Saturday, October 19, 2013

Journal from a Generational Ship (Fiction, SciFi)

     It’s surprising, looking back at history, how few people actually leave the planet on which they’re born. No more than a few hundred left in the first wave of Martian colonization; a few thousand, once we no longer required artificial structures to breathe the air.

     I use many of these terms loosely - “we”, “no longer required”. When I say we, I mean our entire genus, including the species of humanity that can no longer interbreed with each other. These only develop from long-term evolution on a different planet; it took only a few generations, and some creative genetic manipulation, for Martians to develop different mineral and nutritional needs than earth humans. Children of a Sapien and a Martian still produce…people, though they rarely survive without an artificial environment, ironically enough.

     I grew up on a generational ship bound for an exoplanet, determined to colonize it. Conditions on the ship are periodically checked and updated to increasingly match what we expect to find when we arrive.
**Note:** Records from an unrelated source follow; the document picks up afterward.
PR #1937, opened 2025-01-17
Fix font size utilities reference namespace

valtism:
Font size is controlled by the `--text-*` namespace, not `--font-*` which controls font-family


RobinMalfait:
Hey!

Thanks for the PR, but now that Tailwind CSS v4 is released, we redirect the v4 beta docs to the "normal" docs so this change won't make a difference right now. At the time of writing these beta docs, the namespace was still `--font`, but now that should be corrected to `--text` in the normal docs as well.

https://tailwindcss.com/docs/theme#theme-variable-namespaces

I appreciate the PR!

PR #1939, opened 2025-01-19
Improve tailwindcss.com docs for Vite config

visrut7:
Problem:
- Tailwind doesn't work out of the box with Vite after I followed the guide from tailwindcss.com website, but I was able to work around it after I came across this answer: https://stackoverflow.com/questions/77741027/how-to-use-tailwindcss-with-vite-not-react-or-something-just-vanilla-js

- So I am adding that step in the docs

### DIFF
--- a/src/pages/docs/guides/vite.js
+++ b/src/pages/docs/guides/vite.js
@@ -104,6 +104,31 @@ let tabs = [
   }`,
         },
       },
+      {
+        title: 'Configure Vite',
+        body: () => (
+          <p>
+            Update your <code>vite.config.js</code> file to include Tailwind CSS in the PostCSS
+            plugins.
+          </p>
+        ),
+        code: {
+          name: 'vite.config.js',
+          lang: 'js',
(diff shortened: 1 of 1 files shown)


henrikbjorn:
Not needed see `https://vite.dev/guide/features#postcss`

It already loads `postcss` so it seems you didn't configure postcss correctly.

visrut7:
I followed this guide step by step: https://tailwindcss.com/docs/guides/vite

where we also install `postcss` in step 2, after that tailwind was not working so had to look it up and then found a solution on StackOverflow.

henrikbjorn:
Works for me,

Sure you didn't install postcss after running `init` for tailwind ? In that case I think it wouldn't create the `postcss.config.js` file.

philipp-spiess:
Hey! Thanks for the contribution. We've recently launched our new v4 website which contains a brand new Vite plugin and new reworked Vite guides that should be clearer 👍

PR #1941, opened 2025-01-21
Fix type error in docs

jimhigson:
content extraction example was not valid according to tailwind's typscript types. The type is:

```ts
type ExtractorFn = (content: string) => string[]
```

which means that this is not allowed:

```ts
extract: {
      wtf: (content) => {
        return content.match(/[^<>"'`\s]*/g)
      }
    }
```

Ie, `ExtractorFn` does not allow null, but `Regexp.prototype.match` is typed as retuning `string[] | null`.


philipp-spiess:
Going to close this one as we've migrated to a new docs site 👍  Thanks though

Issue #101, opened 2024-02-13
ERROR: unrecognized arguments: --replace-env-vars


moderj:
Hey I'm noticing an issue regarding the `environmentVariables` flag

This is the error it throws when running github action
`ERROR: unrecognized arguments: --replace-env-vars LOG_LEVEL=info DB_URL=secretref:*** DB_NAME=secretref:***`
`Error: The process '/usr/bin/az' failed with exit code 2
Error: The process '/usr/bin/az' failed with exit code 2`

This is the stage:
![Screenshot 2024-02-13 102020](https://github.com/Azure/container-apps-deploy-action/assets/118797659/89bfa570-75f9-4ea3-808f-887a4a4d0c01)

amitkma:
We are facing the same issue. Is there any update on this?

PR #106, opened 2024-04-25
Fix unrecognized argument `replace-env-vars` when creating container

amitkma:
This PR fixes issue #101. When a container is supposed to be created, `isCappUpdateCommandUsed` variable is  set to True incorrectly.


amitkma:
@microsoft-github-policy-service agree company="DotMyStyle"

PR #107, opened 2024-05-14
Use create/update to create or update container apps in source to cloud scenarios

snehapar9:
This change ensures container apps are created/updated using `create`/`update` command instead of `up` in source to cloud scenarios.

### DIFF
--- a/azurecontainerapps.ts
+++ b/azurecontainerapps.ts
@@ -18,7 +18,7 @@ export class azurecontainerapps {
             this.validateSupportedScenarioArguments();
 
             // Set up the Azure CLI to be used for this task
-            await this.setupAzureCli();
+        //    await this.setupAzureCli();
 
             // Set up the resources required to deploy a Container App
             await this.setupResources();
@@ -207,7 +207,7 @@ export class azurecontainerapps {
      */
     private static async setupAzureCli() {
         // Set the Azure CLI to install missing extensions
-        await this.util.installAzureCliExtension();
+     //   await this.util.installAzureCliExtension();
     }
 
     /**
--- a/azurecontainerapps.ts
+++ b/azurecontainerapps.ts
@@ -106,7 +106,6 @@ export class azurecontainerapps {
     private static buildArguments: string;
     private static noIngressUpdate: boolean;
     private static useInternalRegistry: boolean;
-    // private static shouldCreateOrUpdateContainerAppWithUp: boolean;
 
     /**
      * Initializes the helpers used by this task.
--- a/azurecontainerapps.ts
+++ b/azurecontainerapps.ts
@@ -39,7 +39,7 @@ export class azurecontainerapps {
             // Set up property to trigger cloud build with 'up' command
             // Do not run up for source to cloud build scenario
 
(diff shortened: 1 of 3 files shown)


azurecontainerapps.ts
```diff
@@ -109,7 +106,7 @@ export class azurecontainerapps {
     private static buildArguments: string;
     private static noIngressUpdate: boolean;
     private static useInternalRegistry: boolean;
-    private static shouldCreateOrUpdateContainerAppWithUp: boolean;
+    // private static shouldCreateOrUpdateContainerAppWithUp: boolean;
```
pauld-msft, line 109: remove

azurecontainerapps.ts
```diff
@@ -653,16 +646,14 @@ export class azurecontainerapps {
...
                 await this.appHelper.updateContainerAppRegistryDetails(this.containerAppName, this.resourceGroup, this.registryUrl, this.registryUsername, this.registryPassword);
             }
 
             // Update the Container App using the 'update' command
             await this.appHelper.updateContainerApp(this.containerAppName, this.resourceGroup, this.commandLineArgs);
-        } else if (this.shouldCreateOrUpdateContainerAppWithUp) {
-            await this.appHelper.createOrUpdateContainerAppWithUp(this.containerAppName, this.resourceGroup, this.commandLineArgs);
         } else if (this.adminCredentialsProvided && !this.noIngressUpdate) {
             // Update the Container App with `up` command when admin credentials are provided and ingress is manually provided.
             await this.appHelper.updateContainerAppWithUp(this.containerAppName, this.resourceGroup, this.commandLineArgs, this.ingress, this.targetPort);
```
pauld-msft, line 659: we still appear to be updating with the Up command here

azurecontainerapps.ts
```diff
@@ -621,11 +618,9 @@ export class azurecontainerapps {
         // Ensure '-i' argument and '--source' argument are not both provided
         if (!this.util.isNullOrEmpty(this.imageToDeploy)) {
             this.commandLineArgs.push(`-i ${this.imageToDeploy}`);
-        } else if (this.shouldCreateOrUpdateContainerAppWithUp) {
+        } else if (!this.util.isNullOrEmpty(this.appSourcePath) && this.useInternalRegistry) {
             this.commandLineArgs.push(`--source ${this.appSourcePath}`);
-            this.commandLineArgs.push(`-l ${this.location}`);
```
pauld-msft, line 626: is location arg not allowed / not working for `container app update`?

snehapar9: nope `update` does not support location. It derives it from env

azurecontainerapps.ts
snehapar9: Yes, we still need these. This change just updates container app for only source to cloud scenarios. There are other scenarios that still require up and is already being handled

pauld-msft (approved):

azurecontainerapps.ts
snehapar9: removed

harryli0108 (changes requested):
LGTM :shipit:

harryli0108 (approved):

PR #110, opened 2024-07-01
Support custom container app environment resource group

benchiverton:
## Background
Within my cloud infrastructure, I have a shared container app environment. When creating a new environment, I create an instance-level resource group to deploy my container apps to. I do this so that I can logically group my resources and avoid creating multiple/destroying app environments (which takes a while!).

However, this action assumes that the container app environment + container app are in the same rg. This PR aims to add functionality to support scenarios where the container app environment + container app are in the same rg.

## Proposed solution
Add a new parameter `containerAppEnvironmentResourceGroup`, which when set will look for / create the container app environment in the supplied rg. If it's not set, resource groups will be created in the same way.

#### Questions / known issues
* I've got no idea how to regenerate the index.js file, if someone could help me out that would be massively appreciated!


action.yml
```diff
@@ -72,6 +72,11 @@ inputs:
       environment in the resource group of the Container App will be used, otherwise, an environment will be created in
       the format <container-app-name>-env'
     required: false
+  containerAppEnvironmentResourceGroup:
+    description: |
+      'The name of the Resource Group that contains the Azure Container App environment to use with the application.
+      If not provided, it will fall back to the valie of resourceGroup, which defaults to <container-app-name>-env'
```
TonyArra, line 78:
```suggestion
      If not provided, it will fall back to the value of resourceGroup, which defaults to <container-app-name>-env'
```

README.md
```diff
@@ -169,6 +169,7 @@ For more information on the structure of the YAML configuration file, please vis
 | `containerAppName`        | No       | The name of the Container App that will be created or updated. If not provided, this value will be `github-action-container-app-<github-run-id>-<github-run-attempt>`. |
 | `resourceGroup`           | No       | The existing resource group that the Azure Container App will be created in. If not provided, this value will be `<container-app-name>-rg` and its existence will first be checked before attempting to create it. |
 | `containerAppEnvironment` | No       | The name of the Container App environment to use with the application. If not provided, an existing environment in the resource group of the Container App will be used, otherwise, an environment will be created in the formation `<container-app-name>-env`. |
+| `containerAppEnvironmentResourceGroup` | No       | The name of the Resource Group that contains the Azure Container App environment to use with the application. If not provided, it will fall back to the valie of resourceGroup, which defaults to `<container-app-name>-env`. |
```
TonyArra, line 172:
```suggestion
| `containerAppEnvironmentResourceGroup` | No       | The name of the Resource Group that contains the Azure Container App environment to use with the application. If not provided, it will fall back to the value of resourceGroup, which defaults to `<container-app-name>-env`. |
```

PR #133, opened 2025-09-19
Fix bug on building command

mjy9088:


mjy9088:
@microsoft-github-policy-service agree

mjy9088:
Connection strings on Azure services, such as Application Insights and Azure Storage contain semicolons.

`environmentVariables` couldn't contain semicolons before this fix was applied.

PR #862, opened 2024-02-13
Github workflow: Fix python link error on macOS

jhoyt4:
Homebrew recently shifted to python3.12 as the default python on some
 but not all versions of macOS.  This fix resolves a package linking
 issue experienced when installing python based packages.

##### Checklist

### DIFF
--- a/.github/workflows/buildmaster.yml
+++ b/.github/workflows/buildmaster.yml
@@ -30,6 +30,12 @@ jobs:
             arch: 'arm64'
           - os: 'macos-13'
             arch: 'arm64'
+          - os: 'macos-12'
+            cc: 'gcc'
+          - os: 'macos-13'
+            cc: 'gcc'
+          - os: 'macos-14'
+            cc: 'gcc'
       fail-fast: false
     runs-on: ${{ matrix.os }}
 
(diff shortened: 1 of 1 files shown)


jhoyt4:
marking as a draft until I get the workflow to complete successfully.

garybuhrmaster:
Can we consider moving to one source of truth, and use the ansible repo to install all the needed libraries rather then a different approach for CI here?

I am willing to work with you to (try) to accomplish that if it makes sense?

jhoyt4:
I'm not opposed to going down that path.  On the unofficial macOS CI chain I already do something similar for both [macports](https://github.com/MythTVforMacOS/compileMythTV/blob/main/.github/actions/installPorts/action.yml) and [homebrew](https://github.com/MythTVforMacOS/compileMythTV/blob/main/.github/actions/installBrewPackages/action.yml)

I will note the following comment was added to the workflow code:
      # N.B. These dependencies are for the master branch. Unlike the ansible
      # playlists they do not include old dependencies that may be required for
      # older versions. The list is intended to provide as much code coverage as
      # possible (i.e. enable as many options as possible)

This leads me to believe that not using ansible was intentional

jhoyt4:
I'll also note the issue I'm struggling with currently won't be fixes by ansible.

The issue is an underlying homebrew python issue.  Some of the homebew packages have upgraded to python3.12 but not all.  This leads to a "brew link" issue where both python3.12 and python3.11 try to generate symlinks to ${HB_PREFIX}/bin/python3 etc.

Another issue is that homebrew's runners have a broken python3.12 installed that requires updating.  This version does not clean up all of the symlinks generated when installed (e.g. 2to3-3.12). This breaks the upgrade with a similar link issue.

In reality, we could just wait out homebrew and github fixing these issues upstream.

hambre:
Good to see for that a fix is being worked on, as my PR is having this problem.

jhoyt4:
Finally got through the link issues.  Hopefully I can submit another PR thats backs some of this out in a number of weeks.

jhoyt4:
> Can we consider moving to one source of truth, and use the ansible repo to install all the needed libraries rather then a different approach for CI here?

@garybuhrmaster - I'm still happy to work with you on an ansible based approach in another PR (assuming that's a direction the mythtv devs would like us to go).

jhoyt4:
Three successful CI checks in a row.  I hope this is finally ready.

     Or that’s what we had planned on. There are people there already. A hundred and twenty years after our ship launched at .9999 some number of nines% the speed of light, we received a message.  Let me repeat that - we received a message while travelling the speed of light. Turns out, they invented faster than light travel fifty years (from our viewpoint) after we left the solar system, and have been there and back already. It just took another seventy years to try and communicate with our ancient computer systems. Well, about forty (again, our viewpoint). It took nearly thirty years (Do I really have to say who’s viewpoint again?) for our computer to realize it was being communicated with.

     Of course, travelling as fast as we are, we're already more than halfway to our destination; only now, we have to reset our systems so that my grandchildren will be ready for a planet more like Mars than the Dwarf planet we had expected to be exploring. Of course, our crafting engines can’t create the sophisticated and rare-material laden photon-heavy items it would take to modify our engines for faster than light travel, and the attempt would likely kill us all, so there’s no stopping early. Instead, we get to sit back and read about the human empire among the stars.

     They finally encountered and confirmed aliens with non-human origins. Several species, in fact. There was a brief galactic war, and tensions remain on a few planets. But there is trade. No cross-species pollination, though. Despite what nearly every story I read about aliens growing up said. There are people who try, apparently, but uh...well, there’s DNA at the center of life, but so much of it is different, on a structural level, that crossbreeds can only come in an artist’s rendering.

     The world my grandchildren enter won’t be a world my grandparents imagined; they were hardly capable of imagining such a world. And I am caught in the lonely space between. I know of the change. I have the stories of ancient humans so recently my ancestors, and I see the patterns that will one day shape my grandchildren’s lives. But I cannot touch it, cannot interact with it. We made war and peace with aliens in my lifetime, but I will never meet one.

     What other changes will I see? What other changes will I miss? The life I trained for, that I am training my children for...seems to be already outdated.